C'est ma premiere fois que ja'i utiliser cette site, et j'ai remarque que ca me utile !
Ci vous ne peu pas comprendre ques que je dit, i wll try my english mais it is not veri good sory!
It is my frst time to learn Italian, I hope som-one coud help me?
When concernd with the grammar of this sentence:
"e io come dovrei farlo"? "io" is there another word to use insted of it?
Grazie mille, scusa se non sono molto bravo con l'italiano. Ciao


----------



## francescazzurra

Salut!
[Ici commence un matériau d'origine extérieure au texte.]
PR #541, opened 2025-03-07
Check in json files with test frame infos

NicolasHug:


test/utils.py
```diff
@@ -100,14 +101,64 @@ class TestFrameInfo:
...
+        # This will output the metadata for the frames of the second video
+        # stream (v:1). First audio stream would be a:0.
+        # Note that we are using the absolute stream index in the file. But
+        # ffprobe uses a relative stream for that media type.
+        for stream_index in self.stream_infos:
+            if stream_index in self.frames:
+                # .frames may be manually set: for some streams, we don't need
+                # the info for all frames. We don't need to load anything in
+                # this case
+                continue
```
NicolasHug, line 141: I don't feel too strongly about this but if we were to enforce the existence of a json file for every single asset, it would raise the barrier to the first test when e.g. adding a new test asset, which I think isn't desirable.

test/utils.py
```diff
@@ -253,55 +296,22 @@ def get_empty_chw_tensor(self, *, stream_index: int) -> torch.Tensor:
...
-            6: TestFrameInfo(pts_seconds=0.200200, duration_seconds=0.033367),
-            7: TestFrameInfo(pts_seconds=0.233567, duration_seconds=0.033367),
-            8: TestFrameInfo(pts_seconds=0.266933, duration_seconds=0.033367),
-            9: TestFrameInfo(pts_seconds=0.300300, duration_seconds=0.033367),
-            10: TestFrameInfo(pts_seconds=0.333667, duration_seconds=0.033367),
-            25: TestFrameInfo(pts_seconds=0.8342, duration_seconds=0.033367),
-            35: TestFrameInfo(pts_seconds=1.1678, duration_seconds=0.033367),
-        },
-    },
+    frames={},  # Automatically loaded from json file
```
NicolasHug, line 303: We have to create an empty `frames` field here. This field cannot have a default within the `TestContainerFile` definition, because [defaults aren't allowed for base dataclasses](https://stackoverflow.com/questions/51575931/class-inheritance-in-python-3-7-dataclasses)

scotts (approved):

PR #542, opened 2025-03-07
Remove unused C++ decoder creation

scotts:
The C++ function `create_from_buffer()` is not actually used anywhere in our library. Let's remove it; personally, this makes it easier for me to navigate around and reason about our creation functions.


NicolasHug (approved):
image


image

PR #543, opened 2025-03-09
Simplify seeking and cursor logic

NicolasHug:
In main, we have 2 different fields to indicate where the user requested a seek:

- The `desiredPtsSeconds_` field of the decoder
- The `discardFramesBeforePts` field of active stream's `streamInfo`

They both morally represent the exact same thing. But one's a `std::optional<double>`, the other one's an `int_64_t`. One is set in `setCursorPtsInSeconds`, the other one is set in `decodeAVFrame()`.

This is all pretty confusing, so this PR simplify things: there is now only *one* single `cursor_` field, for the  decoder, and it's set in one single place.

### DIFF
--- a/src/torchcodec/decoders/_core/VideoDecoder.cpp
+++ b/src/torchcodec/decoders/_core/VideoDecoder.cpp
@@ -567,10 +567,8 @@ VideoDecoder::FrameOutput VideoDecoder::getNextFrame() {
 
 VideoDecoder::FrameOutput VideoDecoder::getNextFrameInternal(
     std::optional<torch::Tensor> preAllocatedOutputTensor) {
-  AVFrameStream avFrameStream = decodeAVFrame([this](AVFrame* avFrame) {
-    StreamInfo& activeStreamInfo = streamInfos_[activeStreamIndex_];
-    return avFrame->pts >= activeStreamInfo.discardFramesBeforePts;
-  });
+  AVFrameStream avFrameStream = decodeAVFrame(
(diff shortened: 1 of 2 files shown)


src/torchcodec/decoders/_core/VideoDecoder.cpp
```diff
@@ -948,10 +946,9 @@ VideoDecoder::AVFrameStream VideoDecoder::decodeAVFrame(
 
   resetDecodeStats();
 
-  // Seek if needed.
-  if (desiredPtsSeconds_.has_value()) {
+  if (cursorWasJustSet_) {
     maybeSeekToBeforeDesiredPts();
-    desiredPtsSeconds_ = std::nullopt;
+    cursorWasJustSet_ = false;
```
NicolasHug, line 951: I'm not particularly fond of this logic, but don't shoot the messenger. This PR is only making an existing stateful logic a little bit more obvious. I.e. now we have an obvious `bool` field, while before we had a more confusing `std::optional` logic.

We could try to simplify this further, I gave it a quick try but our tests failed in some weird edge-cases, so I'm leaving this for later.

scotts:
This is great! I also tried simplifying this logic in PR #262, but I abandoned it because I there was concern it would undo the lazy behavior that we want. Now that we've simplified other stuff, and there's only one active stream, I think this is obviously maintaining the lazy behavior we want.

scotts (approved):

Et bienvenue! 
Je ne comprends pas ce que tu dis, peut etre parce que tu as commencè ton message en francais, puis en englais et enfin en italian. Tu voulais savoir comment tu peux remplacer le mot "io" en italian? (mon francais n'est pas parfait aussi).
Tu est dans le forum Italian-English donc peut etre que peu de gens savent te repondre.


----------



## buonafede

ah merci pour la response cherie, alors ja'i pas encore comprendre la position de "io" dans la phrase, par ce que j'ais deja fai une traduction litterale, et je ne peu pas comprendre la phrase , c'est tout. 'farlo' ca ve dire 'faire' en francais, oui?
Merci encore ciao ciao


----------



## francescazzurra

la phrase "e io come dovrei farlo?" signifie en francais " et moi, comment est-ce que je devrais le faire?". FARLO est la traduction de "faire ça/le". La difference est que en français, je croix, on dit "LE FAIRE" et en italian on dit FARLO, donc on met l'objet après le verbe.


----------



## danalto

buonafede said:


> Ciao a tutti!
> C'est ma premiere fois que ja'i utiliser cette site, et j'ai remarque que ca me utile !
> Ci vous ne peu pas comprendre ques que je dit, I will try my English mais it is not very good sorry!
> It is my frst time to learn Italian, I hope someone could help me?
> When concerned with the grammar of this sentence:
> "e io come dovrei farlo"? "io" is there another word to use insted of it?
> Grazie mille, scusa se non sono molto bravo con l'italiano. Ciao


I didn't understand your question, and I can't answer in French...I'm sorry...


----------



## J. Jonsen

hi there:

I send you my own version in english for you to understand the ussage of io (to emphasize) into that sentence.
"e io comme dovrei farlo?" > "and me, how should/shall I do it?".

Hope that will be helpful for you


----------